TASK OBJECTIVE:
Only lines holding "quote" are needed; copy each of them from the data below.

RECORDS PROVIDED:
PR #7127, opened 2023-11-10
helm-chart: make backend templates more uniform

SpecLad:
### Motivation and context

The templates for the various backend service deployments differ in many ways, but a lot of those differences can be eliminated. That way, it becomes easier to compare different templates, to create new services, and to make changes across all templates.

Specific differences which are eliminated are as follows:

* Different sets of values are used for customization. This can be mitigated by putting the specific set of values in a local variable once. That way, only the variable assignment needs to differ.

* Containers and volumes are named differently. There's no need for this, since these names are local to a pod. Just name all analogous containers/volumes the same thing.

* Some deployments use different values for the `app` label. This just seems incorrect, since they all belong to the same app. Standardize on `cvat-app` as the value.

* Some deployments forget to check disableDistinctCachePerService. That seems like a bug.

* There are minor formatting differences.

Ideally I'd like to reduce these templates to just calling one big shared template with service-specific parameters, but there are still enough differences between the templates that I don't feel like doing that just yet.

### How has this been tested?

`helm template`

### Checklist

### License

### DIFF
--- a/changelog.d/20231113_174833_roman_refactor_values.md
+++ b/changelog.d/20231113_174833_roman_refactor_values.md
@@ -1,0 +1,5 @@
+### Changed
+
+- \[Helm\] All backend-related deployments now use `cvat-app` as the value
+  for the `app` label
+  (<https://github.com/opencv/cvat/pull/7127>)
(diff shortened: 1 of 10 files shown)


SpecLad:
I think I'm going to expand this, actually, hang on.

azhavoro (approved):

PR #7132, opened 2023-11-13
[Helm] update ingress templates

azhavoro:
Added:
- Generate ingress based on parameter `ingress: true/false`
- Ability to configure cvat hostname using an override value file instead of the ugly --set option in helm
- Removed some deprecated ingress specifications

### Checklist

### License


helm-chart/templates/analytics/ingress.yaml
```diff
@@ -1,48 +1,38 @@
 {{- $version := .Capabilities.KubeVersion.GitVersion -}}
```
SpecLad, line 1: I think this assignment can be removed.

helm-chart/templates/analytics/ingress.yaml
```diff
@@ -1,48 +1,38 @@
...
 {{- if and .Values.ingress.enabled .Values.analytics.enabled -}}
 {{- $fullName := include "cvat.fullname" . -}}
-{{- if semverCompare ">=1.19-0" $version -}}
```
SpecLad, line 4: You should add a [`kubeVersion`](https://helm.sh/docs/topics/charts/#the-chartyaml-file) field to `Chart.yml` to declare supported Kubernetes versions. This should also be reflected in the changelog.

helm-chart/templates/analytics/ingress.yaml
```diff
@@ -1,48 +1,38 @@
...
-    {{- with .Values.analytics.ingress.annotations }}
+    {{- end }}
+    {{- with .Values.ingress.annotations }}
       {{- toYaml . | nindent 4 }}
     {{- end }}
 spec:
-{{- if semverCompare ">=1.19-0" $version }}
-  ingressClassName: {{ .Values.ingress.className }}
+{{- if .Values.ingress.ingressClassName }}
+  ingressClassName: {{ .Values.ingress.ingressClassName | quote }}
```
SpecLad, line 21:
```suggestion
{{- with .Values.ingress.className }}
  className: {{ toYaml . }}
```

Note: the change from `ingress.className` to `ingress.ingressClassName` seems gratuitous, so I'm suggesting to revert it.

helm-chart/templates/analytics/ingress.yaml
```diff
@@ -1,48 +1,38 @@
...
 {{- end }}
   rules:
-  {{- range .Values.ingress.hosts }}
-    - host: {{ .host | quote }}
+    {{- if .Values.ingress.hostname }}
```
SpecLad, line 24: This seems odd. If `ingress.hostname` is not defined, then the created ingress will have no rules - but then what's the point of creating the ingress in the first place? Seems like `ingress.hostname` should be required if `ingress.enabled` is true.

helm-chart/templates/ingress.yaml
```diff
@@ -1,26 +1,20 @@
 {{- $version := .Capabilities.KubeVersion.GitVersion -}}
```
SpecLad, line 1: This can also be removed.

helm-chart/templates/ingress.yaml
```diff
@@ -1,26 +1,20 @@
...
   namespace: {{ .Release.Namespace }}
   labels:
     {{- include "cvat.labels" . | nindent 4 }}
-  {{- with .Values.ingress.annotations }}
   annotations:
-    {{- toYaml . | nindent 4 }}
-  {{- end }}
+    {{- with .Values.ingress.annotations }}
+      {{- toYaml . | nindent 4 }}
+    {{- end }}
```
SpecLad, line 14: This seems like a change for the worse. Won't this break if `ingress.annotations` is empty?

helm-chart/values.yaml
```diff
@@ -364,56 +355,30 @@ grafana:
...
-#          service:
-#            name: frontend-service
-#            port: 80
-#  tls:
-#    - hosts:
-#      - <your_domain>
-#    secretName: ingress-tls-cvat
+  ## @param ingress.pathType Ingress path type
+  ##
+  pathType: Prefix
```
SpecLad, line 363: Why do we need this to be configurable? We know that our paths are prefixes, no other option would make sense.

helm-chart/templates/ingress.yaml
```diff
@@ -33,26 +27,29 @@ spec:
...
-            backend:
-              serviceName: {{ .service.name }}
-              servicePort: {{ .service.port }}
-            {{- end }}
+  {{- if .Values.ingress.hostname }}
+  - host: {{ .Values.ingress.hostname }}
+    http:
+      paths:
+      {{- range tuple "api" "admin" "static" "django-rq" "profiler" }}
+      - path: {{ print "/" . }}
```
SpecLad, line 35:
```suggestion
      - path: "/{{ . }}"
```

helm-chart/values.yaml
```diff
@@ -364,56 +355,30 @@ grafana:
       enabled: false
 
 ingress:
+  ## @param ingress.enabled Enable ingress record generation for CVAT
```
SpecLad, line 358:
```suggestion
  ## @param ingress.enabled Enable ingress resource generation for CVAT
```

helm-chart/values.yaml
```diff
@@ -364,56 +355,30 @@ grafana:
...
-#            port: 8080
-#        - path : /
-#          pathType: "Prefix"
-#          service:
-#            name: frontend-service
-#            port: 80
-#  tls:
-#    - hosts:
-#      - <your_domain>
-#    secretName: ingress-tls-cvat
```
SpecLad, line 410: What about these parameters? They should either be documented, or their usages should be removed.

helm-chart/Chart.yaml
```diff
@@ -15,7 +15,7 @@ type: application
 # This is the chart version. This version number should be incremented each time you make changes
 # to the chart and its templates, including the app version.
 # Versions are expected to follow Semantic Versioning (https://semver.org/)
-version: 0.10.3
+version: 0.11.0
```
SpecLad, line 18: Please add a changelog entry documenting everything that has changed.

SpecLad (changes requested):

helm-chart/values.yaml
azhavoro: removed from ingress

helm-chart/templates/analytics/ingress.yaml
```diff
@@ -1,48 +1,33 @@
...
-    {{- with .Values.analytics.ingress.annotations }}
+    {{- end }}
+    {{- with .Values.ingress.annotations }}
       {{- toYaml . | nindent 4 }}
     {{- end }}
 spec:
-{{- if semverCompare ">=1.19-0" $version }}
-  ingressClassName: {{ .Values.ingress.className }}
+{{- if .Values.ingress.className }}
+  ingressClassName: {{ .Values.ingress.className | quote }}
```
SpecLad, line 20:
```suggestion
  ingressClassName: {{ .Values.ingress.className | toYaml }}
```

helm-chart/templates/ingress.yaml
```diff
@@ -19,40 +12,27 @@ metadata:
...
-  tls:
-  {{- range .Values.ingress.tls }}
-    - hosts:
-      {{- range .hosts }}
-        - {{ . | quote }}
-      {{- end }}
-      secretName: {{ .secretName }}
-  {{- end }}
+{{- if .Values.ingress.className }}
+  ingressClassName: {{ .Values.ingress.className | quote }}
```
SpecLad, line 16:
```suggestion
  ingressClassName: {{ .Values.ingress.className | toYaml }}
```

helm-chart/values.yaml
```diff
@@ -364,56 +355,27 @@ grafana:
...
+  ## @param ingress.hostname Default host for the ingress record
```
SpecLad, line 361:
```suggestion
  ## @param ingress.hostname Host for the ingress resource
```

(It's not really the default host, it's the only host.)

helm-chart/cvat.values.yaml
```diff
@@ -3,51 +3,6 @@ analytics:
 
 ingress:
   enabled: true
-  annotations:
-    traefik.ingress.kubernetes.io/router.entrypoints: web
-    kubernetes.io/ingress.class: traefik
```
SpecLad, line 8: You removed these annotations from here, but you didn't re-add them anywhere else. Is the user supposed to set them manually when enabling Traefik?

changelog.d/20231115_110934_andrey_update_helm.md
```diff
@@ -0,0 +1,7 @@
+### Changed
+
+- \[Helm\] Minimum compatible Kubernetes version is 1.19.0.
+  (<https://github.com/opencv/cvat/pull/7132>)
+
+- \[Helm\] The CVAT hostname can be configured with `ingress.hostname` option.
```
SpecLad, line 6: This isn't the only change. You've also removed `ingress.hosts` and `ingress.tls`.

helm-chart/values.yaml
SpecLad: Then how would the user configure TLS in a Traefik-less configuration? I think you should provide some replacement for these parameres.

helm-chart/cvat.values.yaml
azhavoro: There is no need to add the first line because this is the default behavior
The second line is deprecated, ingressclass is now used instead

changelog.d/20231115_110934_andrey_update_helm.md
azhavoro: I'm sure that the tls options never worked, but ok I'll add the entry

helm-chart/values.yaml
azhavoro: TLS has never worked before, I guess it's a separate task to add tls support out of the box

azhavoro: Ok, you are right, let's keep the part described in the spec, but anyway the tls configuration is too controller specific

helm-chart/cvat.values.yaml
SpecLad: > There is no need to add the first line because this is the default behavior

Okay.

> The second line is deprecated, ingressclass is now used instead

Indeed, but `ingressClass` defaults to blank. Shouldn't it default to `traefik` when the `traefik` setting is true?

helm-chart/values.yaml
```diff
@@ -364,56 +355,34 @@ grafana:
...
+  ## @param ingress.className IngressClass that will be be used to implement the Ingress (Kubernetes 1.18+)
+  ## This is supported in Kubernetes 1.18+ and required if you have more than one IngressClass marked as the default for your cluster
+  ## ref: https://kubernetes.io/blog/2020/04/02/improvements-to-the-ingress-api-in-kubernetes-1.18/
+  ##
+  className: ""
+  ## @param ingress.tls Enable TLS configuration for the host defined at `ingress.hostname` parameter
+  ## TLS certificates will be retrieved from a TLS secret defined in tlsSecretName parameter
+  ##
+  tls: false
+  ## @param ingress.tlsSecretName Ыpecifies the name of the secret containing TLS certificates. Ignored if ingress.tls is false
```
SpecLad, line 380:
```suggestion
  ## @param ingress.tlsSecretName Specifies the name of the secret containing TLS certificates. Ignored if ingress.tls is false
```

helm-chart/cvat.values.yaml
azhavoro: done

PR #7139, opened 2023-11-14
Fix issues related to rq job dependencies

Marishka17:
### Motivation and context

This PR resolves 2 issues related to rq jobs:
1. In some scenarios it is possible to reach a situation when `X2` rq job depends on `X1` -> running `X1` job is moved to FailedJobRegistry and not deleted -> user creates one more `X1` job that is enqueued after `X2` execution.  It was possible due to the second issue when a user tried to export annotations for task 1, then for task 2, and after restarting the worker container user tried again to export annotations for task 1. (cyclic dependence)
2. Looks like in rq implementation rq jobs that depend on `X` job will never be enqueued when `X` is moved to FailedJobRegistry due to AbandonedJobError. I've submitted the [issue](https://github.com/rq/rq/issues/2006) to the rq repository.
### How has this been tested?

Manually
### Checklist

### License


cvat/settings/base.py
```diff
@@ -723,3 +723,66 @@ class CVAT_QUEUES(Enum):
...
+                    job.cleanup(ttl=-1, pipeline=pipeline)
+                    failed_job_registry.add(job, job.failure_ttl)
+                    queue.enqueue_dependents(job)
+
+            pipeline.zremrangebyscore(self.key, 0, score)
+            pipeline.execute()
+
+    return job_ids
+
+rq.registry.StartedJobRegistry.cleanup = custom_started_job_registry_cleanup
```
azhavoro, line 788: Please add a comment why we need override this method, and also add a link to the relevant issue

cvat/apps/engine/utils.py
```diff
@@ -171,9 +176,24 @@ def define_dependent_job(queue: DjangoRQ, user_id: int, should_be_dependent: boo
         for job in queue.job_class.fetch_many(
             queue.deferred_job_registry.get_job_ids(), queue.connection
         )
-        if job and job.meta.get("user", {}).get("id") == user_id
+        if job and job.meta.get("user", {}).get("id") == user_id and job.is_deferred
```
Marishka17, line 179: We should check each job from `deferred_job_registry` that it is still deferred because `deferred_job_registry.get_job_ids()` calls `deferred_job_registry.cleanup()` which is dummy and has an "empty" implementation

cvat/rq_patching.py
```diff
@@ -0,0 +1,71 @@
...
+
+import rq.registry
+from rq.exceptions import AbandonedJobError, NoSuchJobError
+from rq.job import JobStatus
+from rq.utils import current_timestamp
+
+
+# NOTE: we should patch implementation of original method because
+# there is no enqueuing dependent jobs in original function
+# https://github.com/rq/rq/issues/2006
```
SpecLad, line 17: Since you already have a fix, maybe you could submit it upstream? That way we could potentially remove this hack later (or maybe not apply it in the first place, depending on how quickly the maintainers respond).

cvat/rq_patching.py
```diff
@@ -0,0 +1,72 @@
...
+                    failed_job_registry.add(job, job.failure_ttl)
+                    queue.enqueue_dependents(job)
+
+            pipeline.zremrangebyscore(self.key, 0, score)
+            pipeline.execute()
+
+    return job_ids
+
+def update_started_job_registry_cleanup() -> None:
+    rq.registry.StartedJobRegistry.cleanup = custom_started_job_registry_cleanup
```
SpecLad, line 72: I think you should assert on the version of rq here. That way, we'll at least remember to revise the patch if we update to a newer rq version.

cvat/apps/engine/utils.py
Marishka17: I have no exact explanation for that. Need to debug this more, but looks like it can happen if there are active or deferred jobs when restarting the worker container. I have seen several times that one job with `finished` status exists in 2 registries `DeferredJobRegistry` and `FinishedJobRegistry`. FinishedJobRegistry and  StartedJobRegistry have cleanup implementation and expired jobs will be deleted eventually. However, deferred jobs can be deleted from deferred job registry only directly like [here](https://github.com/rq/rq/blob/d11094af95188c197a5e11b1c4fa05b000485370/rq/queue.py#L1224C43-L1224C43). I'll send you screenshots with evidence.

SpecLad: Okay. Can you summarize this issue in a code comment?

SpecLad (approved):

PR #7184, opened 2023-11-26
[Helm] Don't try to install Traefik Middleware when Traefik is disabled

ozen:
This PR is complementary to #7132. 

#7132 updated ingress templates to work with `traefik.enabled=false` and `ingress.enabled=true` values.

However the templates in `templates/analytics/middlewares` path lead to creation of resources of kind `Middleware`, which is a Traefik CRD. Helm install fails if Traefik is not installed on the cluster.

Changing the top-level conditional from `ingress.enabled` to `traefik.enabled` solves the issue.


SpecLad:
Looks good, thanks. Could you add a changelog entry?

ozen:
> Looks good, thanks. Could you add a changelog entry?

Sure, added.

SpecLad (approved):

PR #7190, opened 2023-11-27
Fix list GT settings permissions in an org

zhiltsov-max:
### Motivation and context

- Fixed a 500 error for supervisors and workers when they tried to list settings in an org context
- Added possible 403 and 404 errors for the task filter

### How has this been tested?

Unit tests

### Checklist

### License


cvat/apps/quality_control/views.py
```diff
@@ -390,6 +390,14 @@ def get_queryset(self):
         queryset = super().get_queryset()
 
         if self.action == "list":
+            if task_id := self.request.query_params.get("task_id", None):
+                try:
+                    task = Task.objects.get(id=task_id)
+                except Task.DoesNotExist as ex:
+                    raise NotFound(f"Report {task_id} does not exist") from ex
+
+                self.check_object_permissions(self.request, task)
```
Marishka17, line 399: I'm not sure that we need to return 403 and 404 exceptions at all on list request when filters are used. I thought the expected result in such cases should be an empty list. Why should we tell a user that there is no task with such an id or that there is a task with such id but he doesn't have access to it on `GET  /api/quality/settings?task_id=task_id` ?

zhiltsov-max: The idea here is that the object is specified explicitly and not filtered out.

Marishka17: Probably in such case, you need to move this into permissions
1) to keep logic in one place
2) you don't need to call  check_object_permissions
3) obj that is passed to QualitySettingPermission.create will be only QualitySettings or None
```python
elif scope == cls.Scopes.LIST:
    if task_id := request.query_params.get("task_id"):
        try:
            task = Task.objects.get(id=task_id)
            permissions.append(TaskPermission.create_scope_view(
                request, task, iam_context=iam_context,
            ))
        except Task.DoesNotExist as ex:
            raise NotFound(f"Task {task_id} does not exist") from ex
```

zhiltsov-max: I can do this, but I don't like this approach, because it breaks the view class encapsulation and, in fact, these parameter checks break quite often. It's a natural consequence, because there is no way currently to tell the permission classes about the endpoint parameters and how they should be parsed.

Marishka17 (approved):
LGTM

Issue #7762, opened 2024-04-13
Top Bar is disabled in model page


thekavikumar:
### Actions before raising this issue

- [X] I searched the existing issues and did not find anything similar.
- [X] I read/searched [the docs](https://docs.cvat.ai/docs/)

### Steps to Reproduce

1. Go to https://app.cvat.ai/models
![image](https://github.com/cvat-ai/cvat/assets/50093149/dc28b8ff-db5b-43e2-aac6-3abc6c676713)
![image](https://github.com/cvat-ai/cvat/assets/50093149/61aab72c-117c-4224-9c58-08e5507a9297)

I have noticed that in the model page, the top bar is disabled when there are no items, which makes sense. However, I cannot find any code that enables it when there are items. By default, when there are no items on any page, the top bar is not disabled. Therefore, I believe we should follow the same approach for the model page. 

### Expected Behavior

The top bar should be enabled when there are no items on the page. This allows us to match the styles with other pages. Any other ideas are also welcome.

thekavikumar:
@nmanovic please review this issue and assign me.

thekavikumar:
As you can see in app.cvat.ai also when models are available on the model page the top bar is still disabled.
Which does not allow the user to search for the models, if we have a huge volume of models then it will become complicated to go through them one by one instead of searching them using a search bar.

syedbarimanjan:
There is no use of the top at the moment the functionality is not implemented which is why it is disabled by default. @thekavikumar

thekavikumar:
you mean the search functionality? @syedbarimanjan

syedbarimanjan:
> you mean the search functionality? @syedbarimanjan

Yes all of those are not implemented the search, filtering and all.

thekavikumar:
@syedbarimanjan I see, alright!

PR #7765, opened 2024-04-14
[GSoC2024] Top Bar Disabled in Model Page (Resolved Issue#7762)

thekavikumar:
I've modified the top bar to get enabled when there are models available.

Fix: #7762


bsekachev:
Unfortunately, it will not work, these features are not implemented on server for models. 
Also changes in cvat-core are necessary and in cvat-ui.

thekavikumar:
@bsekachev Oh alright, then I will close the pr.

PR #7796, opened 2024-04-23
Fixed showing annotations at 0 frame

klakhov:
### Motivation and context

After the PR #7714 annotations are not loaded to the store with `GET_JOB_SUCCESS` action, instead we load them in separate async action `fetchAnnotationsAsync`. 
That leads to the problem: `CanvasWrapper` component is initially mounted with empty `annotations` array. That leads to such function calls: `updateCanvas` -> ` canvasInstance.setup` -> [the promise is created](https://github.com/cvat-ai/cvat/blob/develop/cvat-canvas/src/typescript/canvasModel.ts#L600) that will set this.data.objects to empty array.
Then the annotations are put to the store, `CanvasWrapper` runs update hook, where the chain is called again: `updateCanvas` -> ` canvasInstance.setup` -> but instead of promise, [the objects are assigned right away](https://github.com/cvat-ai/cvat/blob/develop/cvat-canvas/src/typescript/canvasModel.ts#L551). After that when the first promise will be executed the objects will be empty which leads to empty canvas wihout annotations.

This PR fixes the problem by introducing `initialized` state status for annotations so `CanvasWrapper` is not mounted before annotations are loaded. (+it removes one unnecessary re-render) 

### Checklist

### License

### DIFF
--- a/changelog.d/20240423_142255_klakhov_fix_missing_annotations.md
+++ b/changelog.d/20240423_142255_klakhov_fix_missing_annotations.md
@@ -1,0 +1,4 @@
+### Fixed 
+
+- Annotations are not shown on the `0` frame
+  (<https://github.com/cvat-ai/cvat/pull/7796>)
--- a/changelog.d/20240423_142255_klakhov_fix_missing_annotations.md
+++ b/changelog.d/20240423_142255_klakhov_fix_missing_annotations.md
@@ -1,4 +1,4 @@
-### Fixed 
+### Fixed
 
-- Annotations are not shown on the `0` frame
+- Annotations are not shown on the `0` frame sometimes
   (<https://github.com/cvat-ai/cvat/pull/7796>)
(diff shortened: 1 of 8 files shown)


changelog.d/20240423_142255_klakhov_fix_missing_annotations.md
```diff
@@ -0,0 +1,4 @@
+### Fixed 
+
+- Annotations are not shown on the `0` frame
```
bsekachev, line 3:
```suggestion
- Annotations are not shown on the `0` frame sometimes
```

cvat-canvas/src/typescript/canvasModel.ts
```diff
@@ -608,6 +611,8 @@ export class CanvasModelImpl extends MasterImpl implements CanvasModel {
                     } else {
                         this.data.exception = new Error('Unknown error occured when fetching image data');
                     }
+                    this.data.objects = prevObjects;
+                    this.data.zLayer = prevZLayer;
```
bsekachev, line 615: Perhaps it should be:

```js
if (this.data.objects === objectStates && this.data.zLayer === zLayer) {
     this.data.objects = prevObjects;
     this.data.zLayer = prevZLayer;
}
```

Otherwise these values may be not relevant to the moment when the promise is already rejected (one more `setup` has been called in the time range).

bsekachev: Also let's add a comment with explanation to the code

TASK ANSWER:
+  ingressClassName: {{ .Values.ingress.ingressClassName | quote }}
-    - host: {{ .host | quote }}
+  ingressClassName: {{ .Values.ingress.className | quote }}
-        - {{ . | quote }}
+  ingressClassName: {{ .Values.ingress.className | quote }}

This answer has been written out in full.